Before I get to the “real†thing I want to say here, I want to admit two lesser reasons I like it when vampires can go in sunlight:
- I’m a pale person. Very pale. Careful efforts to get my skin to have a little colour (so that I’d be pale and not actually translucent and, therefore, less prone to quick damage) all ended painfully. And I like my paleness just fine, but I watch my cat nap in a sunbeam or see what appears to be lazy and languorous joy in sunbathers and I get a little jealous. Just a little. I am not a vampire and the sun sensitivity can be a drag. I can easily extrapolate to imagining how, for instance, you’ll never again see the beauty of a landscape in sunlight. Sadness!
- We now live in a world with electricity, 24 hour markets and restaurants, and an apparently declining belief in Christianity. So limiting a vampire to darkness doesn’t really do much anymore in terms of adding an interesting logistic to work around. And the initial intended symbol of the sunlight as the light of Christ burning out evil is now more of an empty trope, an easy answer at the end of a story.
But here’s the thing that really matters…Because I can’t believe in the vampire who is, simply by virtue of being a vampire, evil…and because the harm done by sunlight is supposed to be symbolic of Christ burning that evil away (or at least weakening it)…that symbol isn’t powerful to me. Whereas, because I know that symbol exists, a vampire who can walk in the sunlight suggests to my brain, even if the writer thoroughly doesn’t think so, that this is a creature who has moral agency and, even she does choose evil, a chance at redemption.
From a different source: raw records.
PR #680, opened 2016-10-08
Prototype of server-side message search

xPaw:
MVP. Gib feedback. This kinda abuses the channel model.

### DIFF
--- a/client/css/style.css
+++ b/client/css/style.css
@@ -680,6 +680,7 @@ kbd {
 	font-size: 14px;
 }
 
+.message-search-input,
 #windows .input {
 	background-color: white;
 	border: 1px solid #cdd3da;
@@ -702,6 +703,8 @@ kbd {
 	resize: vertical;
 }
 
+.message-search-input:hover,
+.message-search-input:focus,
 #windows .input:hover,
 #windows .input:focus {
 	border-color: #79838c;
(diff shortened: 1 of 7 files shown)


metsjeesus:
Limit result size, add time, network and channel as parameter.

xPaw:
I do want to add search settings:
- Scope:
 - All
 - Network
 - Channel

- Case-sensitive

But that's to be done after the `prompt` is removed in favor of a proper UI design.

Which isn’t to say I’m against sunlight harming or killing vampires. Looking at my top films, 3/5 of them show vampires who are negatively impacted by the sun. If it just weakens them, it offers an interesting plot complication. If it kills them…well, as long as it doesn’t look like a lazy writer just leaned on that, sure. I’m offended by lazy writing, not by sunlight killing vampires. I just have a special soft spot for the times it doesn’t. I am a sucker for hope.